PR #57, opened 2021-11-17
Support "Near Me" queries

yen-tt:
Add support for 'Near me' queries in search bar

- added `search-operations` file that includes util functions for executing search, getting search intents, and user location
- update LocationBias component to retrieve user location and execute search using SearchHandler.
- updated `VerticalSearchPage` and `UniversalSearchPage` fetch searchIntents from autocomplete search, in the case of a default initial search with near me intent, get and update user's location if there is a near me intent, and execute query.
- updated searchBar to rely on autocomplete response from latest request to retrieve the search intent, and update user's location before executing a search

Note: there's a noticeable wait time when navigator.geolocation is used. and there isn't any indication that the results maybe  in loading state. Should consider exposing a setLoadingStatus in answersHeadless, so it can be use when executeSearchWithUserLocation is triggered. 

J=SLAP-1706
TEST=manual

- set location to washington DC in when vertical page is loaded, click update my location from `LocationBias` component, and see that the label is updated to my device's location.
- set default search query to 'engineers near me' and see that user location is set based on location near my device.
- ran searches between non-nearMe and nearMe queries, see that setUserLocation is only on queries with nearMe intents


sample-app/src/components/LocationBias.tsx
```diff
@@ -1,12 +1,9 @@
...
+import { executeSearchWithUserLocation } from '../utils/geolocationutils';
 
 interface Props {
   isVertical: boolean,
-  geolocationOptions?: {
-    enableHighAccuracy?: boolean,
-    timeout?: number,
-    maximumAge?: number
-  },
+  geolocationOptions?: PositionOptions,
```
tmeyer2115, line 6: Where is the `PositionOptions` type coming from? Are we missing an import or is this supposed to be defined in the file?

sample-app/src/components/SearchBar.tsx
```diff
@@ -25,9 +26,7 @@ export default function SearchBar({ placeholder, isVertical, screenReaderInstruc
   const isLoading = useAnswersState(state => state.searchStatus.isLoading);
 
   function executeQuery () {
-    isVertical
-      ? answersActions.executeVerticalQuery()
-      : answersActions.executeUniversalQuery();
+    executeSearchWithUserLocation(answersActions, isVertical, {}, true);
```
tmeyer2115, line 29: This reads a bit funny. To a developer, it would seem as if we're always including the userLocation in the search. Additionally, the SDK's `SearchBar` allows you to configure the GeoLocation call. So, we should probably add `PositionProps` to `Props` here too.

sample-app/src/utils/geolocationutils.tsx
```diff
@@ -0,0 +1,56 @@
+import { AnswersActions } from "@yext/answers-headless-react";
+import { SearchIntent } from "@yext/answers-headless";
+
+const defaultGeolocationOptions: PositionOptions = {
```
tmeyer2115, line 4: Is `PositionOptions` some built-in type? I don't see it getting defined or imported anywhere.

sample-app/src/utils/geolocationutils.tsx
```diff
@@ -0,0 +1,56 @@
...
+ * Executes universal or vertical search with user location retrieved from nagivator.geolocation API.
+ * If useLocationOnNearMeOnly is true, will attempt to get user location only if the query's searchIntents
+ * (retrieved through autocomplete response) contains 'NEAR_ME'. If there's a failure in getting
+ * user location, a normal search is performed.
+ */
+export async function executeSearchWithUserLocation(
+  answersActions: AnswersActions,
+  isVertical: boolean,
+  geolocationOptions?: PositionOptions,
+  useLocationOnNearMeOnly?: boolean
```
tmeyer2115, line 20: I think we should consider renaming this method. The method name suggests we always provide the user's location. But, if you dig deeper, you see there's a param that lets us search without sending the user's location.

sample-app/src/utils/geolocationutils.tsx
```diff
@@ -0,0 +1,56 @@
...
+    },
+    (err) => {
+      console.error(err);
+      console.error('Unable to determine user\'s location.');
+    },
+    Object.assign(defaultGeolocationOptions, geolocationOptions)
+    );
+  } else {
+    console.warn('Unable to determine user\'s location.');
+  }
```
tmeyer2115, line 54: This function is doing a lot. It might be worth considering turning this into some sore of class, such as a `SearchHandler`. We may want to use a behavioral design pattern here. I'm trying to think which one might be most appropriate.

sample-app/src/utils/geolocationutils.tsx
yen-tt: yup, it's a built-in type

sample-app/src/components/LocationBias.tsx
yen-tt: yea, `PositionOptions` and `GeolocationPosition` are both built-in types

sample-app/src/utils/geolocationutils.tsx
tmeyer2115: Specifically, I think we should try and decompose what's going on in here. There are multiple responsibilities in this method: fire off a search, see if there's near me intent, and get the user's location. This might be total overkill, but we could use the `Command` pattern and generate three commands:
- SearchCommand
- FetchLocationCommand
- FetchSearchIntentsCommand

Those aren't necessarily the best names. Just an idea, but I think we should consider changing this up to be more than just a single complex method.

sample-app/src/utils/geolocationutils.tsx
```diff
@@ -0,0 +1,56 @@
...
+      ? answersActions.executeVerticalQuery()
+      : answersActions.executeUniversalQuery();
+    return;
+  }
+
+  if (useLocationOnNearMeOnly) {
+    const results = isVertical
+      ? await answersActions.executeVerticalAutocomplete()
+      : await answersActions.executeUniversalAutocomplete();
+    if (!results?.inputIntents?.includes(SearchIntent.NearMe)) {
```
oshi97, line 33: as somebody is typing queries into the searchbar, each key stroke will already fire off an autocomplete request. Would it be possible to use the inputIntents from there instead?

yen-tt: that's not stored in headless state, but rather inside searchbar component state. it would be tricky to pass that around to different components. Maybe the searchIntent of autocomplete should be store somewhere, or have the ability to update the searchIntent in QueryState? what do you think

sample-app/src/utils/geolocationutils.tsx
```diff
@@ -0,0 +1,56 @@
+import { AnswersActions } from "@yext/answers-headless-react";
```
oshi97, line 1: I don't think this file needs to be .tsx and can just be .ts. Maybe we could change the other "blah-utils.tsx" files too? I'm also not a huge fan of naming everything "blah-utils" anymore since the parent folder is already called "utils" and the naming is a bit vague, but that's out of scope here.

sample-app/src/utils/geolocationutils.tsx
yen-tt: I briefly tried separating it out before this but thought it might be a little overkill too since the components would have to manage the async stuff and piece together multiple functions . But yeah I can change so it's not a single method

sample-app/src/utils/geolocationutils.tsx
oshi97: since the search bar executes autocomplete requests, would it be possible to pass along the input intents? Maybe by awaiting the autocomplete request? I had a potentially jank idea where we store the most recent autocomplete request's promise as a ref, and always await it before making searches.

sample-app/src/utils/geolocationutils.tsx
yen-tt: hm yea, will change the file extension. As for the name, tom suggested `SearchHandler` to change this into a class, so I will probably name the file along that line without 'util'

sample-app/src/utils/geolocationutils.tsx
oshi97: It would get us out of making duplicate autocomplete requests before every search, though. I wouldn't be surprised if there's also a nicer way to implement it.

oshi97: We could pass in the inputIntents as a param to this method, so that cases like searching on page load will still fire the autocomplete to check for "near me"

yen-tt: oh for some reason, I was thinking vertical/universal search page wouldn't be able to get intents from search bar for the default search, but I forgot since it's an initial search, we would execute an autocomplete request anyway for the intents. As for searchbar, I think that idea would work. I will something out

sample-app/src/components/SearchBar.tsx
yen-tt: update: split into functions inside `SearchHandler` class as suggested in another comment

sample-app/src/utils/geolocationutils.tsx
yen-tt: update: split into functions inside `SearchHandler` class as suggested in another comment

sample-app/src/utils/geolocationutils.tsx
yen-tt: updated to have it as a class with static functions

sample-app/src/utils/geolocationutils.tsx
yen-tt: updated!

sample-app/src/utils/searchhandler.ts
```diff
@@ -0,0 +1,47 @@
...
+};
+
+/**
+ * Provide utility functions related to vertical and universal search execution.
+ * This includes any potential data check or setup related to a query before
+ * performing a search, such as fetching searchIntents using autocomplete requests,
+ * and retrieving user's location using nagivator.geolocation API.
+ */
+export default class SearchHandler {
+  static async executeSearch(answersActions: AnswersActions, isVertical: boolean) {
```
oshi97, line 17: Are there advantages to putting static methods on a class, as opposed to just having separate methods? Maybe we could use a typescript name space instead? afaik static methods are not treeshakeable

sample-app/src/components/SearchBar.tsx
```diff
@@ -6,28 +6,50 @@ import '../sass/SearchBar.scss';
...
+    executeAutocomplete
+  ] = useAutocomplete(isVertical);
 
-  function executeQuery () {
-    isVertical
-      ? answersActions.executeVerticalQuery()
-      : answersActions.executeUniversalQuery();
+  async function executeQuery () {
+    const responseToLatestRequest = await responseToLatestRequestRef.current;
+    if (responseToLatestRequest?.inputIntents.includes(SearchIntent.NearMe)) {
```
oshi97, line 41: can we extract this method (except for waiting on the autocomplete request on line 40) somewhere, since it's being used in a number of places? I was thinking `executeSearchWIthIntents(intents: SearchIntent[])` and we could move it to `utils/executeSearchWithIntents.ts`?

sample-app/src/hooks/useAutocomplete.tsx
```diff
@@ -1,19 +1,30 @@
...
-import { AutocompleteResult, useAnswersActions } from '@yext/answers-headless-react';
+import { MutableRefObject, useRef, useState } from "react";
+import { AutocompleteResponse, useAnswersActions } from '@yext/answers-headless-react';
 
-export function useAutocomplete(isVertical: boolean): [AutocompleteResult[], () => Promise<void>] {
+export function useAutocomplete(
+  isVertical: boolean
+): [ 
+    AutocompleteResponse|undefined,
+    MutableRefObject<Promise<AutocompleteResponse|undefined>>,
```
oshi97, line 8: Would it make sense to have the searchbar keep track of the latest autocomplete response ref? Instead of the hook, since I'm not sure all users of the hook need this. Alternatively I'd probably move it to the end of the returned tuple, since it's more niche than the other 2

sample-app/src/utils/searchhandler.ts
yen-tt: The class is just a way to group these functions into a unit related to search. With in being a class, I initially consider having a constructor to pass in answersAction and isVertical but then not all functions really not that (getUserLocation). I made them statics since it's not necessary to instantiate new SearchHandler. I don't have a strong preference between utility classes vs utility functions

sample-app/src/components/SearchBar.tsx
yen-tt: sure thing, added to SearchHandler for now, but if we decide to go with separate functions than I will move it out to another file

sample-app/src/hooks/useAutocomplete.tsx
yen-tt: yea that makes sense. I updated for the function returned from the hook to return the promise so that should be cleaner now!

sample-app/src/components/SearchBar.tsx
```diff
@@ -6,28 +6,38 @@ import '../sass/SearchBar.scss';
...
+  placeholder,
+  isVertical,
+  geolocationOptions,
+  screenReaderInstructionsId 
+}: Props) {
   const answersActions = useAnswersActions();
   const query = useAnswersState(state => state.query.input);
-  const [ autocompleteResults, executeAutocomplete ] = useAutocomplete(isVertical);
   const isLoading = useAnswersState(state => state.searchStatus.isLoading);
+  const responseToLatestRequestRef = useRef<Promise<AutocompleteResponse|undefined>>(Promise.resolve(undefined));
```
oshi97, line 34: There should never be a case where a search is executed before an autocomplete request is started (I think?) so the default of Promise.resolve(undefined) should never be needed? I also think that, if such a case were to come up, instead of assuming there are no search intents, we'd want to fire that extra autocomplete request to check for them first.

sample-app/src/utils/searchhandler.ts
```diff
@@ -0,0 +1,68 @@
...
+    isVertical
+      ? answersActions.executeVerticalQuery()
+      : answersActions.executeUniversalQuery();
+    return;
+  }
+
+  static async executeSearchWithIntents(
```
oshi97, line 25: I think it might be a little clearer to have this method separate from the other 3. In my mind, since it uses the other 3, `executeSearchWithIntents` is at a higher level of abstraction than the others. The other 3 are bricks while this one is... whatever you feel like making with bricks

sample-app/src/components/SearchBar.tsx
yen-tt: that's fair. will remove

sample-app/src/utils/searchhandler.ts
yen-tt: Like in a different file? Although it's at a higher level of abstraction, it's still a utility function for search execution so I think it make sense to group them? I imagined it's similar to appliedfilterutils, where there are separate `brick` functions but then there are ones like `getGroupedAppliedFilters` that uses other `brick` functions but overall is still consider a utility function for applied filters.

oshi97: ok sgtm! I liked the organization a lot before but this makes sense too

sample-app/src/utils/search-operations.ts
```diff
@@ -0,0 +1,73 @@
...
+export async function getUserLocation(geolocationOptions?: PositionOptions): Promise<GeolocationPosition> {
+  return new Promise((resolve, reject) => {
+    if ('geolocation' in navigator) {
+      navigator.geolocation.getCurrentPosition(
+        position => resolve(position),
+        err => { 
+          console.error('Error occured using geolocation API. Unable to determine user\'s location.');
+          reject(err); 
+        },
+        Object.assign(defaultGeolocationOptions, geolocationOptions)
```
cea2aj, line 67: It seems odd to me that this function has the side effect of modifying the defaultGeolocationOptions

sample-app/src/components/LocationBias.tsx
```diff
@@ -41,20 +33,17 @@ export default function LocationBias(props: Props) {
...
-      (err) => console.error(err),
-      geolocationOptions);
+  async function handleGeolocationClick() {
+    try {
+      const position = await getUserLocation(geolocationOptions);
+      answersActions.setUserLocation({
+        latitude: position.coords.latitude,
+        longitude: position.coords.longitude,
+      });
+    } catch (e) {
```
cea2aj, line 43: Would it be helpful to log an error about failing to get the user's location?

sample-app/src/components/SearchBar.tsx
```diff
@@ -6,28 +6,38 @@ import '../sass/SearchBar.scss';
...
+import { useRef } from 'react';
+import { AutocompleteResponse } from '@yext/answers-headless';
+import { executeSearchWithIntents } from '../utils/search-operations';
 
 const SCREENREADER_INSTRUCTIONS = 'When autocomplete results are available, use up and down arrows to review and enter to select.'
 
 interface Props {
   placeholder?: string,
   isVertical: boolean,
+  geolocationOptions?: PositionOptions,
```
cea2aj, line 18: do we need to add this to the props, or can we use the default for now?

sample-app/src/pages/VerticalSearchPage.tsx
```diff
@@ -68,7 +69,11 @@ export default function VerticalSearchPage(props: {
       universal: {}
     });
     answersActions.setVerticalKey(props.verticalKey);
-    answersActions.executeVerticalQuery();
+    const executeQuery = async () => {
+      const searchIntents = await getSearchIntents(answersActions, false);
```
cea2aj, line 73: If NEAR_ME stays in the answers state, will this cause searches to always fire an autocomplete request to get the search intents?

sample-app/src/components/SearchBar.tsx
yen-tt: Tom suggested to add this since the SDK's SearchBar allows you to configure the GeoLocation options

sample-app/src/components/LocationBias.tsx
yen-tt: yeah, that error is log in getUserLocation on geolocation API failure, in the case that geolocation API is not accessible, it would reject with a message, where locationbias would conssor error out in line 44

sample-app/src/utils/search-operations.ts
yen-tt: good point, I will update this to `{...defaultGeolocationOptions, ... geolocationOptions}` instead!

sample-app/src/pages/VerticalSearchPage.tsx
yen-tt: The intents store in state may not match with the new query that's going to execute next. So the current stored query may have a near me intent but the newly typed input may not, in which case, an autocomplete request is always executed to ensure the intents we are using match with the upcoming input and not what's already executed. tldr, we can't rely on the near me intent store in state

sample-app/src/components/SearchBar.tsx
```diff
@@ -6,28 +6,38 @@ import '../sass/SearchBar.scss';
...
+  placeholder,
+  isVertical,
+  geolocationOptions,
+  screenReaderInstructionsId 
+}: Props) {
   const answersActions = useAnswersActions();
   const query = useAnswersState(state => state.query.input);
-  const [ autocompleteResults, executeAutocomplete ] = useAutocomplete(isVertical);
   const isLoading = useAnswersState(state => state.searchStatus.isLoading);
+  const responseToLatestRequestRef = useRef<Promise<AutocompleteResponse|undefined>>();
```
cea2aj, line 34: What's the reason for using `useRef` here rather than `useState`?

sample-app/src/components/SearchBar.tsx
```diff
@@ -6,28 +6,38 @@ import '../sass/SearchBar.scss';
...
+  const [ autocompleteResponse, executeAutocomplete] = useAutocomplete(isVertical);
 
-  function executeQuery () {
-    isVertical
-      ? answersActions.executeVerticalQuery()
-      : answersActions.executeUniversalQuery();
+  async function executeQuery () {
+    const responseToLatestRequest = await responseToLatestRequestRef.current;
```
cea2aj, line 38: Would `latestAutocompleteResponse` be clearer?

sample-app/src/components/SearchBar.tsx
yen-tt: we don't want to re-render when this variable changes. It's just a reference so when a search is executed, it can wait for this response to latest request before executing the query, which then would want to trigger a re-render.

cea2aj: Got it. Can you add a comment that indicates that's why a Ref is being used?

sample-app/src/utils/search-operations.ts
```diff
@@ -0,0 +1,73 @@
...
+  const results = isVertical
+    ? await answersActions.executeVerticalAutocomplete()
+    : await answersActions.executeUniversalAutocomplete();
+  return results?.inputIntents;
+}
+
+/**
+ * Retrieves user's location using nagivator.geolocation API
+ */
+export async function getUserLocation(geolocationOptions?: PositionOptions): Promise<GeolocationPosition> {
```
cea2aj, line 58: In the SDK, we don't try to get the location again if the location is already in storage. Should we have that behavior here as well? The API can take a while to get a location, so it could slow things down if we use `navigator.geolocation.getCurrentPostion` on every near me query

sample-app/src/components/SearchBar.tsx
yen-tt: sure thing

sample-app/src/pages/VerticalSearchPage.tsx
cea2aj: Not relying on the near me in state makes sense. It's different than the SDK, however with headless, we can't make the same assumptions

sample-app/src/utils/search-operations.ts
cea2aj: Similarly, if the location is already in storage, we don't need to fire off an additional autocomplete request to check the search intents

sample-app/src/components/SearchBar.tsx
yen-tt: hmm it's not exactly the latest autocomplete response, but rather the promise stored in this ref is tied to the latest request. Let's say there's an autocomplete request #1 trigger before and an autocomplete request #2 trigger after a user hit 'enter' to execute search, and response #2 comes in. #2 would be the latest autocomplete response, but the await here is waiting on the response to the latest request right before the search execution.

sample-app/src/utils/search-operations.ts
yen-tt: I see. I think we should leave `getUserLocation` as is, since user may want to manually update their location through the button in `LocationBias` (which uses this function) if their location did change somehow. But I will update `executeSearchWithIntents` to first check the state before calling this function!

sample-app/src/components/SearchBar.tsx
cea2aj: got it. I was also thinking that it would be helpful to include 'Autcomplete' in the name somewhere, however I'll leave that up to you if we should include that because that would result in a really long name

yen-tt: I think it's ok to keep it as is for now? If there will be more responses to manage in searchBar in the future then we can make that differentiation more distinct in the names

sample-app/src/pages/UniversalSearchPage.tsx
```diff
@@ -17,7 +19,14 @@ export default function UniversalSearchPage(props: { universalResultsConfig: Uni
       vertical: {}
     })
     answersActions.setVerticalKey('');
-    answersActions.executeUniversalQuery();
+    const executeQuery = async () => {
+      let searchIntents: SearchIntent[] = [];
```
cea2aj, line 23: This logic looks correct, however I find it a little difficult to follow since it requires me to go back and forth between the search-operations class to understand it. Would something like this work: `if ( state.location.userLocation ) {
   executeSearch()
} else {
   const intents = getSearchIntents()
   updateLocationIfNeeded(intents)
   executeSearch()
}`

tmeyer2115 (approved):

sample-app/src/pages/UniversalSearchPage.tsx
yen-tt: in both condition, it would still call execute search so I think it's better to just extracted out of that logic and call it once. But I updated the function to be updateLocationIfNeeded as suggested, hopefully that's easier to understand

cea2aj: looks good!

cea2aj (approved):

oshi97 (approved):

Directions:
For every line above that includes the word "multiple", return the line.

Your response:
tmeyer2115: Specifically, I think we should try and decompose what's going on in here. There are multiple responsibilities in this method: fire off a search, see if there's near me intent, and get the user's location. This might be total overkill, but we could use the `Command` pattern and generate three commands:
yen-tt: I briefly tried separating it out before this but thought it might be a little overkill too since the components would have to manage the async stuff and piece together multiple functions . But yeah I can change so it's not a single method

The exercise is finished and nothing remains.